Record excerpts ::
PR #475, opened 2024-05-02
Add a monkey patch to make MLflow logging functions not throw after failed retries

kbolashev:
Customer request: make it so MLflow logging functions failing doesn't crash the program.
For now it's done by making MLflow functions fail "silently" (failure gets printed out in the log).

For this I'm basically patching every function in the `mlflow` package to add a try/catch.
The try/catch bubbles up exceptions until the topmost call in the mlflow package, so all handling inside of mlflow should be running correctly.

I'm also patching all functions in `mlflow.MlflowClient` class.
The functions that return a context manager I'm retrying for 15 minutes instead, because they have to return something. Maybe I could be returning a mock context manager that no-ops.

```python
with mlflow.start_run():
    # Code here
```

I don't think this is in general a good approach, because, for example, silencing an error on a function that's supposed to be returning some value, leads to the function returning nothing. This could break something down the way in the user code, for example:

```python
experiment = mlflow.get_experiment("My Experiment") # This fails
mlflow.delete_experiment(experiment.id) # Now here there's no experiment
```

IMO, it would be better if users wrap their code in a `try/except MlflowException` and achieve the same result without the potential for weird subtle breakages like this.

Example code that this was tested with:
```python
import mlflow
from dagshub.mlflow import patch_mlflow

patch_mlflow()

with mlflow.start_run():
    mlflow.log_metric("logged_metric_1", 1)
    time.sleep(10) # Turn off server here
    mlflow.log_metric("unlogged_metric_1", 2)
    time.sleep(15) # Turn server back on here
    mlflow.log_metric("logged_metric_2", 3)
```

The result:
image

The running script printed out the exception for the unlogged metric log

### DIFF
--- a/dagshub/mlflow/patch.py
+++ b/dagshub/mlflow/patch.py
@@ -41,17 +41,14 @@ _mlflow_client_functions = [
 
 _default_patch_functions = _top_level_functions + _mlflow_client_functions
 
-_default_patch_classes = ["mlflow.tracking.client.MlflowClient"]
-
 _default_guaranteed_raises = ["log_model"]
 
 
 class MlflowMonkeyPatch:
     context_manager_functions = ["start_run"]
 
-    def __init__(self, funcs_to_patch: List[str], classes_to_patch: List[str], guaranteed_raises: List[str]):
+    def __init__(self, funcs_to_patch: List[str], guaranteed_raises: List[str]):
         self.funcs_to_patch = set(funcs_to_patch)
-        self.classes_to_patch = set(classes_to_patch)
         # Functions that guarantee to raise an exception if they are in the stack
         # Example: all mlflow.<framework>.log_model functions underneath use log_artifact, but we might want to raise them
         self.functions_with_guaranteed_raises = set(guaranteed_raises)
@@ -141,7 +138,7 @@ class MlflowMonkeyPatch:
                 setattr(module, attr_name, self._wrap_func(attr))
                 continue
 
-            if is_class and full_attr_name in self.classes_to_patch:
+            if is_class:
                 for class_attr_name in dir(attr):
                     if class_attr_name.startswith("_"):
                         continue
@@ -197,7 +194,7 @@ _global_mlflow_patch: Optional[MlflowMonkeyPatch] = None
 _patch_mutex = threading.Lock()
 
 
-def _patch_mlflow(funcs_to_patch: List[str], classes_to_patch: List[str], guaranteed_raises: List[str]):
+def _patch_mlflow(funcs_to_patch: List[str], guaranteed_raises: List[str]):
     import mlflow
 
     global _global_mlflow_patch
@@ -212,7 +209,7 @@ def _patch_mlflow(funcs_to_patch: List[str], classes_to_patch: List[str], guaran
             "Call dagshub.mlflow.unpatch_mlflow() to undo"
         )
 
-        patch = MlflowMonkeyPatch(funcs_to_patch, classes_to_patch, guaranteed_raises)
+        patch = MlflowMonkeyPatch(funcs_to_patch, guaranteed_raises)
         patch.monkey_patch_module(mlflow)
         _global_mlflow_patch = patch
 
@@ -220,22 +217,19 @@ def _patch_mlflow(funcs_to_patch: List[str], classes_to_patch: List[str], guaran
 def _resolve_patches(
     include: Optional[List[str]],
     exclude: Optional[List[str]],
-    include_classes: Optional[List[str]],
     patch_top_level: bool,
     patch_mlflow_client: bool,
     raise_on_log_model: bool,
-) -> Tuple[List[str], List[str], List[str]]:
+) -> Tuple[List[str], List[str]]:
     """
     Resolve the arguments for patch_mlflow
 
     Returns:
         Tuple of:
         - List of functions that need to be patched
-        - List of classes that need to be patched
         - List of functions that should raise exceptions if they are in the stack
     """
     funcs_to_patch = _default_patch_functions.copy()
-    classes_to_patch = _default_patch_classes.copy()
     guaranteed_raises = _default_guaranteed_raises.copy()
 
     if not patch_top_level:
@@ -247,13 +241,9 @@ def _resolve_patches(
         for f in _mlflow_client_functions:
             if f in funcs_to_patch:
                 funcs_to_patch.remove(f)
-        classes_to_patch.remove("mlflow.tracking.client.MlflowClient")
 
     if include is not None:
         funcs_to_patch = funcs_to_patch + include
-
-    if include_classes is not None:
-        classes_to_patch = classes_to_patch + include_classes
 
     if exclude is not None:
         for f in exclude:
@@ -264,16 +254,15 @@ def _resolve_patches(
         if "log_model" in guaranteed_raises:
             guaranteed_raises.remove("log_model")
 
-    return funcs_to_patch, classes_to_patch, guaranteed_raises
+    return funcs_to_patch, guaranteed_raises
 
 
 def patch_mlflow(
     include: Optional[List[str]] = None,
     exclude: Optional[List[str]] = None,
-    include_classes: Optional[List[str]] = None,
     raise_on_log_model=True,
     patch_top_level=True,
-    patch_mlflow_client=False,
+    patch_mlflow_client=True,
 ):
     """
     Patch MLflow functions, making some of them stop raising exceptions, instead logging them to console.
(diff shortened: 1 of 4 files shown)


guysmoilov:
Interesting, I didn't have the various bookkeeping functions like `start_run` in mind when I asked for this.
For those, it makes more sense to throw an error, since they're more likely to be O(1) operations and less likely to fail in the middle of a days long training run.
I was thinking more of the `log_*` methods which continuously monitor a long lived process.

dagshub/mlflow/patch.py
```diff
@@ -0,0 +1,176 @@
...
+        return
+
+    logger.warning(
+        "Patching MLflow to prevent any MLflow exceptions from being raised. "
+        "Call dagshub.mlflow.unpatch_mlflow() to undo"
+    )
+
+    patch = MlflowMonkeyPatch()
+    patch.monkey_patch_module(mlflow)
+    _global_mlflow_patch = patch
```
guysmoilov, line 169: You need a mutex here and in the unpatch method to avoid race conditions

dagshub/mlflow/patch.py
```diff
@@ -0,0 +1,176 @@
...
+            attr = sys.modules[module_name]
+            for index, attr_name in enumerate(attrs):
+                parent_attr = attr
+                attr = getattr(parent_attr, attr_name)
+                if index == len(attrs) - 1:
+                    setattr(parent_attr, attr_name, unpatched_func)
+
+        self.patched_modules.clear()
+        self.original_func_lookup.clear()
+        _global_mlflow_patch = None
```
guysmoilov, line 147: I don't like the the object is modifying the global flag, breaking encapsulation.
The flag should be set and unset only from the global functions below

dagshub/mlflow/patch.py
```diff
@@ -0,0 +1,176 @@
...
+            return wrap_fn
+
+    def is_function_already_patched(self, func_name: str) -> bool:
+        return func_name in self.original_func_lookup
+
+    def monkey_patch_module(self, module: ModuleType):
+        from mlflow.utils.lazy_load import LazyLoader
+
+        # Add module into set of patched modules, so there's no circular import recursion
+        self.patched_modules.add(module.__name__)
```
guysmoilov, line 77: 1. You should probably use mutexes in these methods that check and modify the shared dict and set of patched methods and modules
2. What if it's already in the set? Shouldn't you skip the rest of this logic?

dagshub/mlflow/patch.py
```diff
@@ -0,0 +1,176 @@
...
+from typing import Callable, Optional, Dict, Set
+
+from tenacity import Retrying, stop_after_delay
+
+logger = logging.getLogger(__name__)
+
+
+class MlflowMonkeyPatch:
+    context_manager_functions = ["start_run"]
+    classes_to_patch = ["mlflow.tracking.client.MlflowClient"]
```
guysmoilov, line 15: As we discussed, these lists should:
1. By default only include the O(n) unimportant logging functions - `log_artifact`, `log_artifacts`, `log_param`, `log_param`, `log_metric`, `log_figure`, `log_image`, `log_dict`, `log_table`, `log_text`
2. Be customizable (more about that below in the comment about `patch mlflow()`

dagshub/mlflow/patch.py
```diff
@@ -0,0 +1,176 @@
...
+
+        self.patched_modules.clear()
+        self.original_func_lookup.clear()
+        _global_mlflow_patch = None
+
+
+_global_mlflow_patch: Optional[MlflowMonkeyPatch] = None
+
+
+def patch_mlflow():
```
guysmoilov, line 153: IMO, there should be a low-level global function that accepts the explicit lists of functions and classes to patch, and a higher level abstract function that accepts user-facing common flags:
1. `patch_artifact_uploads=True`
2. `additional_functions=[]`
3. Anything other high-level that you might think of. e.g. a default-off flag to patch `start_run`

Also, it would be extra nice to call the global patch function from our `dagshub.init(mlflow=True)` function, you can add an additional flag `patch_mlflow=False` by default

dagshub/mlflow/patch.py
```diff
@@ -0,0 +1,176 @@
...
+    patch = MlflowMonkeyPatch()
+    patch.monkey_patch_module(mlflow)
+    _global_mlflow_patch = patch
+
+
+def unpatch_mlflow():
+    if _global_mlflow_patch is None:
+        logger.warning("MLflow should be unpatched already")
+        return
+    _global_mlflow_patch.unpatch()
```
guysmoilov, line 176: Suggestion if it's not too difficult - could you add a context manager that temporarily turns off the patch while inside the context? If I have a specific important call. WDYT?
```python
with dagshub.mlflow.pause_patch():
   mlflow.log_param('super-important', 42)
```

guysmoilov (changes requested):
Suggested changes, please a bit for user feedback before implementing

dagshub/mlflow/patch.py
kbolashev: 1. This is not happening live at user-call-time, it's a one-off function at init level. Don't see a point in trying to make it thread-safe. Putting a lock on the patch/unpatch functions will have the same result.
2. It is being skipped, see line 125. Before I recurse into this function with a new module, I see that it wasn't patched already

dagshub/mlflow/patch.py
kbolashev: This is actually dangerous thread-wise, because I'm patching the whole mlflow module, so any parallel request will also have the patch unapplied.

If you still want this functionality, as an alternative I can add a kwarg to the wrapping function that disables the patch for this function.
```
mlflow.log_param(blabla, dont_ignore_exception=True)
```

The only problem is it kind of prevents code reuse + you have to duplicate the flag in however many calls to mlflow you do

guysmoilov: As we discussed, you could set a thread-local flag that causes the existing hooks to no-op while it's on.
But leaving that out of the current PR.

dagshub/mlflow/patch.py
```diff
@@ -1,20 +1,60 @@
...
+_default_patch_classes = ["mlflow.tracking.client.MlflowClient"]
+
+_default_guaranteed_raises = ["log_model"]
+
 
 class MlflowMonkeyPatch:
     context_manager_functions = ["start_run"]
-    classes_to_patch = ["mlflow.tracking.client.MlflowClient"]
+    # Functions that guarantee to raise an exception if they are in the stack
+    # Example: all mlflow.<framework>.log_model functions underneath use log_artifact, but we might want to raise them
```
guysmoilov, line 52: This comment seems misplaced

dagshub/mlflow/patch.py
```diff
@@ -24,15 +64,18 @@ def _wrap_func(self, fn: Callable) -> Callable:
...
 
             wrap_fn_met = False
             for stack_line in tb:
-                is_wrap_func = stack_line.filename == __file__ and stack_line.name in [
+                # If there is a guaranteed raise in the stack - return False
+                if stack_line.name in self.functions_with_guaranteed_raises:
+                    return False
+                is_wrap_func = stack_line.filename == __file__ and stack_line.name in {
                     "wrap_fn",
                     "context_manager_wrap_fn",
```
guysmoilov, line 77: Actually, IMO it would be wise to make these names much less generic.
Give them something like a `dh_mlflow_` prefix

dagshub/mlflow/patch.py
```diff
@@ -0,0 +1,328 @@
...
+    return funcs_to_patch, classes_to_patch, guaranteed_raises
+
+
+def patch_mlflow(
+    include: Optional[List[str]] = None,
+    exclude: Optional[List[str]] = None,
+    include_classes: Optional[List[str]] = None,
+    raise_on_log_model=True,
+    patch_top_level=True,
+    patch_mlflow_client=False,
```
guysmoilov, line 275: Why is the default here false?

dagshub/mlflow/patch.py
```diff
@@ -0,0 +1,328 @@
...
+        exclude: List of functions you DON'T want to patch.\
+            Use this if you need to make sure, for example, all ``log_artifact``
+            functions raise an exception on failure:
+
+            .. code-block:: python
+
+                patch_mlflow(exclude=["mlflow.log_artifact", "mlflow.log_artifacts"])
+
+        include_classes: If ``include`` has classes other than the MlflowClient,
+            you need to list the class here, otherwise it won't be patched
```
guysmoilov, line 295: I wonder if the `classes_to_patch` flag isn't just adding unneeded complexity?
Couldn't you scan all the classes you find and patch any included functions you find?

dagshub/mlflow/patch.py
```diff
@@ -0,0 +1,328 @@
...
+        raise_on_log_model: If true, patched log calls still raise an exception
+            if they are called from a ``log_model`` function.
```
guysmoilov, line 297:
```suggestion
        raise_on_log_model: If true, patched log calls still raise an exception
            if they are called from a ``log_model`` function.
            This ensures that even if you want to ignore failed calls to ``log_artifact`` or ``log_figure`` etc., 
            failed calls to `log_model` in particular will still raise errors.
            This should work for all supported ML frameworks, as long as the function is named ``log_model``.
```

guysmoilov (changes requested):

dagshub/mlflow/patch.py
kbolashev: Good catch, I set it to False before I did the log_model failure thing and forgot to return it back.
Thank you

dagshub/mlflow/patch.py
kbolashev: The guard for "is this function a wrapper function" also checks that the function file is this particular file.
I'll change it just so the stack traces look better I guess

guysmoilov (approved):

Task to complete ::
The expected answer is every line in the data above that carries the string "them".

Answer section ::
         # Example: all mlflow.<framework>.log_model functions underneath use log_artifact, but we might want to raise them
     Patch MLflow functions, making some of them stop raising exceptions, instead logging them to console.
+    # Example: all mlflow.<framework>.log_model functions underneath use log_artifact, but we might want to raise them
Give them something like a `dh_mlflow_` prefix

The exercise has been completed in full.